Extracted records
* * * * *

PR #3083, opened 2015-05-13
Improvement to ground plane and gerber generation

nraynaud:
Hi, I added the clipper ( http://www.angusj.com/delphi/clipper.php ) library, and generated proper polygon boolean operation to avoid ragged edges to ground planes. I had to change the gerber generation too, because it was also creating ragged edges. I suggest you also use clipper for DRC checks.

I have increased the output resolution about 10 times, but if you zoom hard enough on the generated gerber, you'll still see the polygonized circles. I have created the ground plane by doing an erosion of the keepout size followed by a morphological opening ( http://en.wikipedia.org/wiki/Opening_%28morphology%29 ), then I cut the thermal isolation pads around the ground connectors.

I did my best not to break the panelizer, but I couldn't test it since, there is no documentation, nobody answered on my ticket, and subscribing to the forum is broken.

I hope you accept this PR, because it tremendously improves the quality of the output.

before 

after

It's interesting for people using CNCs to do isolation milling since the ragged edges are considered turns and the tool needs to stop before each turn (the toolpath is blue on the picture) and milling the PCB is needlessly slow.

The PNG logo import still uses ragged edges, because it was the simplest way to do it.

Nico.


aknoerig:
That's really great, thanks a lot! We always wanted to find a solution like that, since the scanline approach we took so far is obviously limited.
@el-j , can you test this on the panelizer process?

el-j:
after the last commit the dependent file svg2gerber.cpp was deleted. i'm unable to build with this commit.

nraynaud:
Yes, I deleted this file, I might have missed a reference, I'm re-checking for dangling references, it might take a couple hours because of the build time.

el-j:
ok, no problem. thank you for your great initiative!

nraynaud:
Ok, I think I nuked the file completely.

el-j:
That sounds great. I will test it at least till Sunday and let you know if
everything works. thank you very much

---\\> on the road

el-j:
hej again, i checkout the changes and sadly now there is problem with some QPointF *seedPoint
in the struct GPGParms. It's a C2864. Can you compile with your last commit?

image

nraynaud:
Shit, I guess my compiler is not checking hard enough. I guess this is allowed in c++11. I'm at a wedding so I can't check that right now.

nraynaud:
I hope it's fixed, I found another instance of the same notation. I don't have a windows machine to check myself.

el-j:
hej nraynaud. i have the same error now with some double in RectAperture and RoundAperture. 
if i delete the " = 0;" the error is gone and the only other error i get is a C2668 with some uint qHash. 

sadly i cannot find a way how i could fix it. 
thanks again for your support

el-j:
as addition: i use qt 5.2.1 and msvc 2012  32bit.

nraynaud:
Ok, I hope it works this time.

el-j:
ok, that solves the first problem. but the qHash problem seems to stay. what version of qt do you use for the build? i see some *if QT_VERSION code*. maybe it does not take this serious? 

anyway i downloaded qt5.4.1 to try the build with it. and IT WORKS. And it is amazing how fast
the copper-generator works now. and the edges are really  smooth.

but there are some bugs now and a lot of unsigned parameters.

**the gerber export:**
1. has a problem with smd-parts (the green circles)
2. it connects two donuts that was not connected in fritzing (red circles)
image
3. the drill file cannot be loaded into the gerber-viewer. error-message:
_hole parameters found inside programm-header. Programmheader (M48) must end with  "%"_
i try to add the % manually. i can import the drill file now but the drills are somewhere else ...

**fritzing bug:**
the mouse-cursor seems to be off.

have a look at the cursor if it is on "empty" space. (the normal white cursor)
and move it on an e.g. part/trace/pcb -> it seems: the cursor jumps to the left upper corner
of the white cursor. the clickable area is now at the right bottom corner of the cursor.

i'm unsure if the cursor-bug comes from qt5.4.1 or your changes.

nraynaud:
Can you send me the exported gerber and SVG please ? I'll have a look at the drill file during this time, I guess I missed a detail.

el-j:
here are new gerber and svg data together with the fzz. (i didn't save the first one :( )
the smd-part is ok now. but some things are connected as well. 

image


i already solved the cursor bug. it was a problem between qt5.2 and 5.4

https://drive.google.com/file/d/0By1pjKSYE4UkUU5rclBkNTVLaXc/view?usp=sharing

el-j:
after your last commit the drill file can be loaded but everything is extremely off.
(green pcb, red drill holes)

image

nraynaud:
ok, it's gonna get messy. In the gerber viewer I use, the file appear fine. I use GerbView, which is the gerber viewer from kicad. I have theory: the biggest change I made to the groundplane/gerber is that I added the support for polygons with holes (and since the groundplane generator created holes, I had to get a mean to export them, so I had to change the gerber exporter).

here is the file you sent me in Gerbview:
gerbview normal


To display holes in gerber I use dark and light polarity. 

here is a decomposition:
gerbview special
the white stuff is a clear polarity polygons that makes a hole in the ground plane, then there is the outline of all the traces and pads.

does your gerber tool allow for the display of light polarity?

el-j:
i can separate all copper top:
image

but i intend that this is not fine for all users. normally it should look like in your viewer. i use viewmate and there gerber seems to be broken (without any editing the gerber) and as far as i know, it is really complex to fix the gerber-output. do you have an idea how this thing happen?

nraynaud:
I'm looking into the excellon file format, the spec is a bit messy, and it looks like a 10 of 100 factor problem, I try to understand what was meant to be output (GerbView displays the holes fine).

nraynaud:
ok, let's try to talk the same language I used this specification for the format: http://www.ucamco.com/files/downloads/file/81/the_gerber_file_format_specification.pdf 

I created a gerber parser from this specification, and I can see the file fine in it too, so I might have a "personal" misunderstanding of the polarity system, and made the same mistake twice (in my parser, and in the Fritzing generator).
My understanding is that light polarity punches a hole into everything that is dark polarity. So I draw the outsidemost polygon in dark polarity, then I punches his holes in light, then I draw the islands in dark, etc.  recursively.

I'm trying to find some other mac compatible gerber software, so that I can try to slowly debug it.

aknoerig:
hi guys, i know that some people have said that our excellon drill file has always been off by a factor of 10 or 100 -- this doesn't show in all viewers, and usually no problem for production.
@el-j, maybe check with our manufacturing partner if they are alright with this.

el-j:
@aknoerig that doesn't make sense because if i cannot check the gerber output, i cannot give it to production.

aknoerig:
That's true, but they might at least be able to give us a hint and tell us what exactly the factor is by which it is off. :)

el-j:
from my point of view we have 2 main issues here: 
1. the drill file output
2. the svg2gerber output for the copper layers

the excellon export is issue 1. isn't it?

aknoerig:
Yes, excellon is the drill file format. I'm basically saying don't worry about this too much yet, as it might not really be an/the issue.

el-j:
@nraynaud i made some little export tests. what i found out:
without cooper fill the export is correct (right side).

image

so maybe there is just a "if copper-fill" problem in your gerber-generator?

nraynaud:
Sorry, my computer broke tonight, but i am committed to make this work as soon as i can.
To sumarize :
- fix the #if for qt version
- understand the problem with light polarity in gerber (found another application that incorrectly displays it)
- fix the factor in the excellon file

Envoyé de mon iPad

nraynaud:
I think I found an improvement to the generated gerber so that it is more compatible (I tested with 3 readers). I don't think what I did was wrong before, but I can see why other implementation might have missed a detail.

nraynaud:
Ok, I think I'm done with this wave of changes, could you try again please?

el-j:
AMAZING! 
image


i will do some more test, if they do not fail, i merge all the changes!

aknoerig:
Really cool! @nraynaud , now that you've come so far, would you like to try to apply this to the DRC, too? It's using the same algorithm as the copper fill. :)

nraynaud:
I would like to limit the scope of my intervention for now, I spent a few weeks on that already and I have other projects awaiting.

aknoerig:
Totally understood, thanks again for your investment! You're welcome back any time. We will probably issue a new release based on this feature. Contact me directly if we can mention your contribution in a special way.

el-j:
i'm really sorry, but my testing sadly bring up more failures with the export.

1. (pink circles): things outside of the pcb-board should be "deleted/clipped".
the svg file has a bigger size than its viewbox. i intent we have to specify that the gerber export strictly use the viewbox instead of the width and height of the svg. or the svg export should clip the things outside of the pcb-border. i'm not sure what i easier.
```
<svg xmlns="http://www.w3.org/2000/svg" y="0in" width="1.30603in" xmlns:svg="http://www.w3.org/2000/svg" version="1.2"  x="0in" viewBox="0 0 94.0343 103.219" height="1.43359in" baseProfile="tiny"/>
```
2. (green ellipses): really small "regions" are messed up or completely missing

image

image


here is my testpcb as fzz, gerber and svg export:
https://drive.google.com/file/d/0By1pjKSYE4UkN2pUTTNpYWhqT2M/view?usp=sharing

nraynaud:
Ok, I'll do the clipping right now.

I think the 2) was there before, when we load fzz files, "sometimes" they are messed up. This problem with the pads is also random and sometimes appears when loading the fzz file, so I deemed it as "outside the scope", to avoid having to debug the whole application. I'll give it a second look, but I'm not sure I'll fix it.

nraynaud:
I would like a bit of clarification for the clipping, please.
 - I clip the solder mask to the PCB outline
 - I clip the silk screen to the solder mask
 - I clip everybody to the PCB outline.
 - the solder paste stencil is the inverse of the solder mask

is that correct? am I forgetting something ?
Thanks, 

Nico

el-j:
hej again, i think you are right with the clipping. for me it sounds good what you write.

number 2)
we have this "jumping/moved wire bug" in fritzing. but we do not have a problem with the gerber export for smd parts and pads.

nraynaud:
sorry I'm a bit slow. I think the clipping works, the code is more and more arcane. I'll have a second look at 2) now.

el-j:
first of all: no, need to hurry! it's great that you do so much to develop fritzing!

your changes working like charm ;)   except for the drill file. 
could you clip the drill-file as well, please.

but bug number 2) seems to fixed as well. (till i can say now)
thank you

image

nraynaud:
strange, I'll give it a look, I gave a quick look to the drill file and thought someone else had done it :)

what should we do about the holes that partially intercept the PCB ?

nraynaud:
ok, I clipped every hole that would be at least partially outside the PCB. There is no clipping in the panelizer, because it calls back everything one layer at a time, so when I receive the order to generate the drill file, I don't have the information about the PCB shape (ditto for the silkscreen/soldermask clipping).

nraynaud:
any news about this PR?

el-j:
hej, i checked the changes and the normal fritzing-export works very good. the gerber seems to be correct and so smooth !!! ;) 
anyway, i cannot merge your request because the panelizer sadly crash the hole fritzing application now. i will try to find a solution for that. maybe we can make something like an "if else" so the panelizer still uses the old style...

nraynaud:
Well, I'm leaving for a trip tomorrow, but could you send me an example file to use the panelizer so I can fix it next month?

el-j:
yesterday i give it another try. these time the panelizer does the panels without a crash. but for some reasons the exported gerber has many broken pcb's. i will do some more testing to give you a better feedback. have a good trip. i'll answer with pictures just in time.

el-j:
sorry for the delay.

the panelizer feature is in a very experimental status. there are at least 2 different steps to use it.
and a bit of preparation before.

first of all you need a folder structure like:
`folder/orders`
`folder/products`

put the fzz's in a subfolder of the "orders" folder. this is your working directory. now you need an xml file with all the sketchs from the working-folder. the xml file has to sit in the same folder like the fzz's and have to look like:

```
<panelizer border="0mm" spacing="6mm" prefix="2014.09.09">
    <panels>
        <panel c2="65" c1="395" name="big" height="330mm" width="550mm"/>
        <panel c2="65" c1="297" name="small" height="310mm" width="225mm"/>
    </panels>
    <paths>
        <path>../../products</path>
    </paths>
    <boards>
   <board name="fritz_NewKeyfob.fzz" requiredCount="5" optionalPriority="0" produced="0" maxOptionalCount="0"/>
    </boards>
</panelizer>
```
*panel c1 is the amount of costs for the first panel, c2 for the copy of the panel*

*the board members are the fzz-files sitting in your working folder. they can have a required count or an optional count. the priority is for the optional boards and how important they are*

now you can use the inscriber. therefore you start fritzing with the -i option. (i for inscribe)
there are two more optional options: -nm (no message) and -drc (for an automatic drc check of the boards)

```
-i -nm "path to your panelizer.xml" -drc
```

after the inscriber checked all the files, it creates a copies folder, to save the original files. and it gives you an output text-file which fzz-files has failures. so now you can fix the failures. when you change anything in a sketch you have to inscribe again.

after that you can start the panelizer. therefor use the option -p (panelize) or -pc (panelize custom)
the pc option looks for sketches with custom created parts because they are often the reason for a bad gerber output. so, start fritzing with this option will begin the process:

```
-p "path to your panelizer.xml"
```

after the panelizer is done, you will have a gerber-folder in your working directory and a message from fritzing that the job is done. 

... i can see at the moment that the drill-data for most of the "mounting-holes" is missing.
and some things outside of the board-outline is exported as well. but i will do more testing during the next days.

thank you very much for all the good work till now!

Kazade:
Is there any update on this? It seems like this would be a huge improvement to the Gerber export. What's left to do to make this PR mergable?

nraynaud:
The panelizer doesn't work with this change.

I just lost interest, and I just use Eagle.

Kazade:
@nraynaud that's a shame - your work looks outstanding! If I can find time I'll pick up where you left off.

el-j:
i think this pullrequest is obsolete and all changes are merged with the pull-request #3203

thanks for this amazing work @nraynaud and @Kazade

* * * * *

EXERCISE INSTRUCTIONS =
Extract every line above containing the word "doesn".

ANSWER BOX =
hi guys, i know that some people have said that our excellon drill file has always been off by a factor of 10 or 100 -- this doesn't show in all viewers, and usually no problem for production.
@aknoerig that doesn't make sense because if i cannot check the gerber output, i cannot give it to production.
The panelizer doesn't work with this change.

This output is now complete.